US rightly ends Peace Corps mission in China

In an overdue but positive step, the Peace Corps has announced it’s ending its China operations, starting this summer.

Sen. Marco Rubio hailed the decision, saying: “For too long, Beijing has fooled organizations such as the World Bank and the World Trade Organization into believing otherwise so it could exploit our global institutions. It is time for these organizations, both U.S. and multilateral, to change the way they deal with China.”

Not everyone is so happy. A petition is circulating to overturn the decision. And previous Peace Corps volunteers are taking to social media to express their dismay.

Let’s be clear: This is the right call.

First, China is manifestly undeserving of this commitment of taxpayer money and citizen advocacy. Under Xi Jinping, Beijing has embarked on a strategy to replace the U.S.-led liberal international order with an authoritarian order that fuses military imperialism and feudal mercantilism. If China succeeds in this effort, it will make the rest of the world poorer, less safe, and less free. No one who values freedom wants it. Why on Earth should America serve our adversary?

Second, it is the Communist Party in Beijing and not the people of China who gain the outsize benefit of this program. The Peace Corps inadvertently admits as much. It currently has 134 volunteers in China who “are placed in Chinese colleges, technical schools, and universities to meet the demand for strengthening English language learning and teaching across the country.”

But here’s a question: Why is the Peace Corps teaching English in “technical schools and universities?” That means its volunteers are providing Chinese adults with valuable American language skills and cultural exposure with which to undermine U.S. interests. This is not a hypothetical point. Chinese universities are designed and operated to churn out new soldiers for Xi’s global strategy.

Moreover, the Chinese Ministry of State Security views young American visitors to its nation as particularly valuable targets for intelligence service recruitment. Many Peace Corps volunteers are idealistic individuals predisposed to careers in public service. We must thus ask how many of the more than 1,300 previous volunteers in China may have been recruited by the MSS during their time there. The number is likely very small, but unlikely to be zero. How many of those volunteers then returned home to take up employment in the State Department or another U.S. government agency?

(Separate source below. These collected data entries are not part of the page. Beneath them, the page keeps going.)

PR #1204, opened 2024-01-10
EL-1308: Early eligibility, client gross income flow - WIP

HettieS:
[Jira ticket](https://dsdmoj.atlassian.net/browse/EL-1308)

## What changed and why

Opening a WIP so we can all have a look and work on it 

## Checklist


app/controllers/forms_controller.rb
```diff
@@ -16,4 +23,8 @@ def update
       render "question_flow/#{step}"
     end
   end
+
+  def show_early_result_screen?
```
starswan, line 27: This feels like we are calling the feature flag too often. The flow model revolves around 'completing' screens, which I think we need to keep in step with. I think it might be worth adding an extra 'Form' for the interruption screen, that 'completes' when visited (if that is the required behaviour) and is shown when ineligible_gross_income is true. This form could then be inserted into the flow only when the feature flag is true. WDYT?

app/services/cfe/base_service.rb
```diff
@@ -1,12 +1,13 @@
 module Cfe
   class BaseService
-    def self.call(session_data, payload)
-      new(session_data, payload).call
+    def self.call(session_data, payload, early_eligibility = nil)
```
starswan, line 3: Think this can only be nil if the feature flag is false - think it might be better being explicitly passed in if so, otherwise it might get left in the codebase when the feature flag is removed.

app/controllers/early_results_controller.rb
```diff
@@ -0,0 +1,29 @@
+class EarlyResultsController < ApplicationController
```
starswan, line 1: This feels like it is outside the normal flow, which is really hard to reason about. I think we have a decent data model in here - maybe it should be made more explicit in a refactoring prior to this work? If the data model were more obvious in the code, maybe this work could be either incorporated into it or use an 'adapter' pattern to extend it if that it what we need to do? [In CFE civil, we moved the calculation into one place, and then wrote an adapter to take the 'wrong' result and correct it based on the (possible) incompleteness of the data)

app/controllers/forms_controller.rb
HettieS: I would be interested to talk this through and see what it looks like, I think adding a form could be a good idea. Agree we are calling the flag a lot and if we can find a way to do that less/more cleanly, that would be good.

app/services/cfe/base_service.rb
HettieS: This can be nil when the CFE service is called at the end of the journey -  I added an optional argument for when we call the CFE service early, when we have less information to send over but can still provide an ineligible outcome. This is because currently I am using the presence of `early_eligibility` as a guard clause in the CFE service, so we know we can ignore sending certain bits of info to CFE. But this was a starting point so maybe there is a better refactor!

app/controllers/early_results_controller.rb
HettieS: Originally when we were speccing this out with design, we were thinking of implementing a screen that could pop up at any point in the flow and signal an early ineligible result. Because of that, and because of the way we currently generate the different sections of steps, we went with an idea of leaving the flow, and hooking back into it again if the user decided to resume their check and add more information. For a V1 implementation we went with showing the interruption screen at the end of certain sections (with the understanding that we'd like to throw this interruption screen into the flow at potentially any point in the future) but maybe leaving the flow makes less sense in this current V1 scope as we know where the screen will be. I'm not sure about the adapter pattern but would be interested to hear more :)

app/controllers/forms_controller.rb
starswan: I'm slightly concerned that adding the interruption screen might be a bit 'too simple' - I need to think some more

app/services/cfe/base_service.rb
starswan: My suggestion was just to move the default up - so making the parameter nil explicitly in the caller

app/controllers/early_results_controller.rb
starswan: Putting it in at any point does mess up the existing (software) design somewhat. Wonder if there would be any mileage in having 3 screens with the same content to simplify things? Could the step be dependant on the CFE result somehow? [If its only at the end of the sections, then think a simple version of adding a screen works]

HettieS: We did actually have a go at spiking something like that out in one of our earlier attempts! We added the relevant screen section and the idea was to have a different form/view for each screen type - something like this commit: https://github.com/ministryofjustice/laa-check-client-qualifies/pull/1089/commits/a10db289d654c6e6cad1764b3ebf52047bffda2f

We moved away from that idea when it seemed we might be showing the screen at any point in the journey, and also weren't sure if we should duplicate the screen logic for the different screen types (the continuous check, where the screen could pop up at any point is still the aim after the V1 implementation as far as I'm aware, but that might change). I'm not against adding in a screen that follows the normal pattern though if we think it is the better way to go. Just might be harder to refactor later on I guess.

app/forms/ineligible_gross_income_form.rb
```diff
@@ -0,0 +1,9 @@
+class IneligibleGrossIncomeForm
+  include ActiveModel::Model
+  include ActiveModel::Attributes
+  include SessionPersistable
+
+  ATTRIBUTES = [:check_answers].freeze
+  attribute :check_answers
+  validates :check_answers, inclusion: { in: %w[gross return], allow_nil: true }
```
HettieS, line 8: change this attribute name - early_eligibility_selection

app/services/cfe_service.rb
```diff
@@ -1,6 +1,16 @@
...
+      invoke(session_data, relevant_steps)
+    end
+
+    def result(session_data, completed_steps)
+      CfeResult.new invoke(session_data, completed_steps)
+    end
+
+  private
+
+    def invoke(session_data, relevant_steps)
```
HettieS, line 13: we may not need invoke anymore - split this out for testing

app/services/cfe/regular_transactions_payload_service.rb
```diff
@@ -7,7 +7,7 @@ def call
         relevant_form?(:housing_costs) ||
         relevant_form?(:benefit_details)
 
-      outgoings_form = instantiate_form(OutgoingsForm)
+      outgoings_form = instantiate_form(OutgoingsForm) if relevant_form?(:outgoings)
       income_form = instantiate_form(OtherIncomeForm)
```
HettieS, line 11: do we need to check the form is relevant?

app/controllers/change_answers_controller.rb
```diff
@@ -55,4 +74,15 @@ def anchor
   def page_name
     "check_#{step}"
   end
+
+  def is_last_step_in_applicant_case_details?(the_step)
```
HettieS, line 78: last_non_finance_step

app/controllers/change_answers_controller.rb
```diff
@@ -55,4 +74,15 @@ def anchor
...
+    non_finance_steps = Steps::Helper.steps_for_section(session_data, Steps::CaseDetailsSection) +
+      Steps::Helper.steps_for_section(session_data, Steps::ApplicantDetailsSection)
+    non_finance_steps.last == the_step || the_step == :other_income
+  end
+
+  def step_in_applicant_or_case_details?(the_step)
```
HettieS, line 84: non_finance_step?

app/lib/steps/logic.rb
```diff
@@ -137,6 +137,18 @@ def dependants_get_income?(session_data)
 
         session_data["dependants_get_income"]
       end
+
+      def user_chose_to_continue_check?(session_data)
+        session_data["check_answers"] == "return"
```
HettieS, line 142: change the attribute and value where necessary

HettieS: form constants for the value

app/controllers/change_answers_controller.rb
```diff
@@ -9,6 +9,25 @@ def update
...
+              next_step = nil
+            elsif next_step.present?
+              flash[:notice] = I18n.t("service.change_eligibility")
+            end
+          else
+            cfe_result = CfeService.result(session_data, completed_steps)
+            if Steps::Logic.data_stops_before_outgoings?(session_data) && cfe_result.ineligible_gross_income?
+              next_step = nil
+            end
+            if Steps::Logic.data_stops_before_outgoings?(session_data) && !cfe_result.ineligible_gross_income?
```
HettieS, line 26: and next_step.present?

app/controllers/checks_controller.rb
```diff
@@ -31,4 +36,8 @@ def assessment_code
   def specify_feedback_widget
     @feedback = action_name == "end_of_journey" ? :satisfaction : :freetext
   end
+
+  def show_eligibility_banner
```
HettieS, line 40: remove

app/views/shared/_heading.html.slim
```diff
@@ -20,6 +20,8 @@ ruby:
       p.govuk-body-m class="govuk-!-margin-top-5" = t("service.beta_message_pilot_body_1")
       p.govuk-body-m = t("service.beta_message_pilot_body_2_html", public_beta_link: ENV["PRIMARY_HOST"])
 
+= render "layouts/flash_banner" if @show_eligibility_banner
```
HettieS, line 23: remove the method

spec/features/downloads_spec.rb
```diff
@@ -6,7 +6,7 @@
   it "gives me a download option for an eligible certificated check" do
     allow(CfeConnection).to receive(:state_benefit_types).and_return([])
 
-    allow(CfeService).to receive(:call).and_return(api_response)
+    allow(CfeService).to receive(:invoke).and_return(api_response)
```
HettieS, line 9: add stubbing flag and remove invoke stuff

spec/flows/early_result_change_answers_flow_spec.rb
```diff
@@ -0,0 +1,230 @@
...
+      confirm_screen("check_answers")
+    end
+
+    it "does not display the flash when they are still ineligible" do
+      within "#table-income" do
+        click_on "Change"
+      end
+      fill_in_income_screen(gross: "2700", frequency: "Every month")
+      confirm_screen("check_answers")
+      expect(page).not_to have_content("Based on the answers you changed, your client is now within the limit for legal aid")
```
HettieS, line 114: test for content and selector for banner

HettieS: make content a let

spec/flows/early_result_controlled_non_passported_spec.rb
```diff
@@ -0,0 +1,58 @@
+require "rails_helper"
+
+RSpec.describe "Early Result controlled, non-passported flow", :stub_cfe_gross_ineligible, :early_eligibility_flag, type: :feature do
```
HettieS, line 3: delete this spec file and rename to early eligibility journey

spec/forms/other_income_form_spec.rb
```diff
@@ -1,11 +1,13 @@
 require "rails_helper"
 
-RSpec.describe "other_income", type: :feature do
+RSpec.describe "other_income", :stub_cfe_calls, type: :feature do
   let(:assessment_code) { :assessment_code }
   let(:feature_flags) { {} }
 
   before do
-    set_session(assessment_code, "level_of_help" => "controlled", "feature_flags" => feature_flags)
+    set_session(assessment_code, "level_of_help" => "controlled", "feature_flags" => feature_flags,
```
HettieS, line 8: remove this and make it into a feature spec that the runs through the flow until

spec/services/cfe/regular_transactions_payload_service_spec.rb
```diff
@@ -166,6 +166,8 @@
       end
       let(:relevant_steps) { %i[outgoings partner_outgoings housing_costs] }
 
+      let(:completed_steps) { %i[outgoings partner_outgoings housing_costs] }
```
HettieS, line 169: delete

spec/views/check_answers_page/client_content/assets_spec.rb
```diff
@@ -139,7 +139,7 @@
         context "when no other assets" do
           let(:session_data) do
             build(:minimal_complete_session,
-                  bank_accounts: [{ "amount" => 0 }],
+                  bank_accounts: [{ "amount" => 0, "account_in_dispute" => false }],
```
HettieS, line 142: test if this can go

spec/views/check_answers_page/client_content/dependants_spec.rb
```diff
@@ -37,8 +37,8 @@
       context "when no dependants" do
         let(:session_data) do
           build(:minimal_complete_session,
-                child_dependants: nil,
-                adult_dependants: nil)
+                child_dependants: false,
```
HettieS, line 40: double check this

spec/views/check_answers_page/client_content/housing_benefit_spec.rb
```diff
@@ -14,15 +14,15 @@
   describe "client sections" do
     context "when housing benefit" do
       context "when client has housing benefit" do
-        let(:session_data) { build(:minimal_complete_session, housing_benefit_value: 400, housing_benefit_frequency: "every_week") }
+        let(:session_data) { build(:minimal_complete_session, housing_payments: 1000, housing_payments_frequency: "every_week", housing_benefit_value: 400, housing_benefit_frequency: "every_week") }
```
HettieS, line 17: check if required but fine to leave

spec/views/check_answers_page/client_content/special_client_types/passported_client_spec.rb
```diff
@@ -33,7 +33,13 @@
     end
 
     context "with a partner" do
-      let(:session_data) { build(:minimal_complete_session, partner: true, passporting: true) }
+      let(:session_data) do
```
HettieS, line 36: double check

spec/views/check_answers_page/partner_content/other_benefits_spec.rb
```diff
@@ -61,7 +61,7 @@
       end
 
       context "when there are no other partner benefits" do
-        let(:session_data) { build(:minimal_complete_session, :with_partner, benefits: [], partner_benefits: []) }
+        let(:session_data) { build(:minimal_complete_session, :with_partner, partner_receives_benefits: false, benefits: [], partner_benefits: []) }
```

Ultimately, we need to be clear-eyed here.

Yes, the Peace Corps does great work around the world. Yes, that work deserves taxpayer funding and continued citizen service. But the Peace Corps cannot exist in an apolitical vacuum. As long as it receives taxpayer funding, the Peace Corps must serve American interests alongside humanitarian concerns. And that is impossible in China. This decision will allow the organization to recommit its resources elsewhere around the world, to peoples and nations who seek American friendship, instead of our submission.